Exercise details:
The records below need retyping in full; give them again exactly.

Stored items:
PR #185, opened 2015-02-15
bring back transformed documents

Nieziemski:
so I can use collection helpers as I did with $collection service.
Also added small fix to getCollectionByName('users')

### DIFF
--- a/modules/angular-meteor-meteorCollection.js
+++ b/modules/angular-meteor-meteorCollection.js
@@ -170,7 +170,7 @@ AngularMeteorCollection.prototype.updateCursor = function (cursor) {
 
   self.observeHandle = cursor.observeChanges({
     addedBefore: function (id, fields, before) {
-      var newItem = angular.extend(fields, {_id: id});
+      var newItem = self.$$collection.findOne(id);
       if (before == null) {
         self.push(newItem);
       }
--- a/modules/angular-meteor-meteorCollection.js
+++ b/modules/angular-meteor-meteorCollection.js
@@ -152,13 +152,22 @@ AngularMeteorCollection.prototype.updateCursor = function (cursor) {
     $timeout = self.$timeout;
 
   function safeApply() {
+    // If already updating from the server, then digest is already timeouted and will run in next turn
+    if (self.UPDATING_FROM_SERVER) {
+      return;
+    }
+
     // Clearing the watch is needed so no updates are sent to server
     // while handling updates from the server
     self.UPDATING_FROM_SERVER = true;
-    if (!$rootScope.$$phase) $rootScope.$apply();
-    // Making sure we are setting to false only after one digest cycle and not before
-    $timeout(function(){
-      self.UPDATING_FROM_SERVER = false;
+
+    // Making sure we are running digest only once, after all changes are handled (in next turn)
+    $timeout(function() {
+      if (!$rootScope.$$phase) $rootScope.$apply();
+      // Making sure we are setting to false only after one digest cycle and not before
+      $timeout(function(){
+        self.UPDATING_FROM_SERVER = false;
+      },0,false);
     },0,false);
   }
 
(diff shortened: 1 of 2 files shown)


Urigo:
Looks very good.
But can you demonstrate the use case for the collection helpers?  (just for my personal knowledge)

Nieziemski:
Sure,

I use collection helpers package: https://github.com/dburles/meteor-collection-helpers
Here's an example:
```javascript
// register helper
Meteor.users.helpers({
    getFullName: function() {
        return this.firstName + ' ' + this.lastName;
    }
});

// use in meteor world
Template.profile.helpers({
    getName: function(userId) {
        var user = Meteor.users.findOne(userId);
        return user.getFullName();
    }
})

// and angular
function profileController($scope, $collection) {
    $collection(Meteor.users).bindOne($scope, 'user', someId);
}

<div ng-controller="profileController">
    [[user.getFullName()]]
</div>
```

It breaks separation of angular and meteor code, but it's pretty handy ;)

Urigo:
I'm a little bit concerned about performance...
Can you test that a little bit and see the difference?

Nieziemski:
Never did it before, and I'm not sure how to do it properly. I use chrome profiler, start recording, on click create collection and look for total AngularMeteorCollection.prototype.updateCursor on list.
For collection with 100 elements not binded to DOM I've got results:

 Old code:
532.8 ms
535.7 ms
449.3 ms

New code:
628.1 ms
729.0 ms
802.0 ms

So, as expected, it is slower :/

Urigo:
@netanelgilad what do you think?

netanelgilad:
Hey @Nieziemski,
As I see it, what you actually need from the collection object is the extra methods supplied on it by the collection helper package.
Have you thought about assigning the prototype instead of getting the object from the collection? That may be good for performance but still get the effect of having the wanted methods on the collection object..
Try and see if that works for you too..

Urigo:
@Nieziemski,  @netanelgilad suggestion sounds good to me.
Can you try that quickly and let me know how it works?

Nieziemski:
I couldn't belive that findOne() causes such a performance decrease, so I investigated and found a potential improvement. I call digest only once after cursor update, not after each element change. Running previous tests I get results like this:

Old code (with new safeApply()):
4.8 ms
2.5 ms
10.8 ms

New code (with new safeApply()):
51.5 ms
23.6 ms
40.4 ms

Previously, when I binded this 100 elements in template page rendered in 14000 ms (!) and now it's 529.9 ms.
It shouldn't break anything (works for me perfectly), but can you take a look and check if I'm not missing something?
findOne() still is decreasing performance though...

Urigo:
@Nieziemski that's really cool.

Let's do this:
* Separate your pull request to different ones - 

1. Fixing the users collection - no need for that anymore as I'm using a package for that now
2. Fixing digest - it's a big change so I want to test that separately
3. Getting the collection - test that with @netanelgilad solution, that way we might get everything with even better performance

What do you think?

Urigo:
@Nieziemski I've just looked at the numbers again, that's amazing man!

Nieziemski:
@netanelgilad Yes, in my case it's all about extra methods. But in general transform() can do something else with document. Running self.$$collection.transform() is another solution here. I tested it and results are similar to findOne() version. It may be more efficient if we have huge amount of documents, becouse findOne() should perform worse. In the other hand if transform() is expensive it should be less efficient, becouse complexity is linear then (and we call it second time). 
I still think that we should keep transformed documents in collection and findOne() version is better ;)

Urigo:
@Nieziemski ok, let's do that.
Then we can test separately about improving performance with transform().
But please open the digest code in a separate pull request and remove and "users" code.
Then let's merge it already!

Nieziemski:
@Urigo Ok, I will try to look at this tomorrow.

Urigo:
@Nieziemski I want to release a new version today or tomorrow so looking forward for your changes

Nieziemski:
@Urigo I created new pull requests. Tests fails, but i see that the reason is in previous commits. I will be back on monday, hope everything goes well.

Urigo:
@Nieziemski great, merged!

Exercise response:
PR #185, opened 2015-02-15
bring back transformed documents

Nieziemski:
so I can use collection helpers as I did with $collection service.
Also added small fix to getCollectionByName('users')

### DIFF
--- a/modules/angular-meteor-meteorCollection.js
+++ b/modules/angular-meteor-meteorCollection.js
@@ -170,7 +170,7 @@ AngularMeteorCollection.prototype.updateCursor = function (cursor) {
 
   self.observeHandle = cursor.observeChanges({
     addedBefore: function (id, fields, before) {
-      var newItem = angular.extend(fields, {_id: id});
+      var newItem = self.$$collection.findOne(id);
       if (before == null) {
         self.push(newItem);
       }
--- a/modules/angular-meteor-meteorCollection.js
+++ b/modules/angular-meteor-meteorCollection.js
@@ -152,13 +152,22 @@ AngularMeteorCollection.prototype.updateCursor = function (cursor) {
     $timeout = self.$timeout;
 
   function safeApply() {
+    // If already updating from the server, then digest is already timeouted and will run in next turn
+    if (self.UPDATING_FROM_SERVER) {
+      return;
+    }
+
     // Clearing the watch is needed so no updates are sent to server
     // while handling updates from the server
     self.UPDATING_FROM_SERVER = true;
-    if (!$rootScope.$$phase) $rootScope.$apply();
-    // Making sure we are setting to false only after one digest cycle and not before
-    $timeout(function(){
-      self.UPDATING_FROM_SERVER = false;
+
+    // Making sure we are running digest only once, after all changes are handled (in next turn)
+    $timeout(function() {
+      if (!$rootScope.$$phase) $rootScope.$apply();
+      // Making sure we are setting to false only after one digest cycle and not before
+      $timeout(function(){
+        self.UPDATING_FROM_SERVER = false;
+      },0,false);
     },0,false);
   }
 
(diff shortened: 1 of 2 files shown)


Urigo:
Looks very good.
But can you demonstrate the use case for the collection helpers?  (just for my personal knowledge)

Nieziemski:
Sure,

I use collection helpers package: https://github.com/dburles/meteor-collection-helpers
Here's an example:
```javascript
// register helper
Meteor.users.helpers({
    getFullName: function() {
        return this.firstName + ' ' + this.lastName;
    }
});

// use in meteor world
Template.profile.helpers({
    getName: function(userId) {
        var user = Meteor.users.findOne(userId);
        return user.getFullName();
    }
})

// and angular
function profileController($scope, $collection) {
    $collection(Meteor.users).bindOne($scope, 'user', someId);
}

<div ng-controller="profileController">
    [[user.getFullName()]]
</div>
```

It breaks separation of angular and meteor code, but it's pretty handy ;)

Urigo:
I'm a little bit concerned about performance...
Can you test that a little bit and see the difference?

Nieziemski:
Never did it before, and I'm not sure how to do it properly. I use chrome profiler, start recording, on click create collection and look for total AngularMeteorCollection.prototype.updateCursor on list.
For collection with 100 elements not binded to DOM I've got results:

 Old code:
532.8 ms
535.7 ms
449.3 ms

New code:
628.1 ms
729.0 ms
802.0 ms

So, as expected, it is slower :/

Urigo:
@netanelgilad what do you think?

netanelgilad:
Hey @Nieziemski,
As I see it, what you actually need from the collection object is the extra methods supplied on it by the collection helper package.
Have you thought about assigning the prototype instead of getting the object from the collection? That may be good for performance but still get the effect of having the wanted methods on the collection object..
Try and see if that works for you too..

Urigo:
@Nieziemski,  @netanelgilad suggestion sounds good to me.
Can you try that quickly and let me know how it works?

Nieziemski:
I couldn't belive that findOne() causes such a performance decrease, so I investigated and found a potential improvement. I call digest only once after cursor update, not after each element change. Running previous tests I get results like this:

Old code (with new safeApply()):
4.8 ms
2.5 ms
10.8 ms

New code (with new safeApply()):
51.5 ms
23.6 ms
40.4 ms

Previously, when I binded this 100 elements in template page rendered in 14000 ms (!) and now it's 529.9 ms.
It shouldn't break anything (works for me perfectly), but can you take a look and check if I'm not missing something?
findOne() still is decreasing performance though...

Urigo:
@Nieziemski that's really cool.

Let's do this:
* Separate your pull request to different ones - 

1. Fixing the users collection - no need for that anymore as I'm using a package for that now
2. Fixing digest - it's a big change so I want to test that separately
3. Getting the collection - test that with @netanelgilad solution, that way we might get everything with even better performance

What do you think?

Urigo:
@Nieziemski I've just looked at the numbers again, that's amazing man!

Nieziemski:
@netanelgilad Yes, in my case it's all about extra methods. But in general transform() can do something else with document. Running self.$$collection.transform() is another solution here. I tested it and results are similar to findOne() version. It may be more efficient if we have huge amount of documents, becouse findOne() should perform worse. In the other hand if transform() is expensive it should be less efficient, becouse complexity is linear then (and we call it second time). 
I still think that we should keep transformed documents in collection and findOne() version is better ;)

Urigo:
@Nieziemski ok, let's do that.
Then we can test separately about improving performance with transform().
But please open the digest code in a separate pull request and remove and "users" code.
Then let's merge it already!

Nieziemski:
@Urigo Ok, I will try to look at this tomorrow.

Urigo:
@Nieziemski I want to release a new version today or tomorrow so looking forward for your changes

Nieziemski:
@Urigo I created new pull requests. Tests fails, but i see that the reason is in previous commits. I will be back on monday, hope everything goes well.

Urigo:
@Nieziemski great, merged!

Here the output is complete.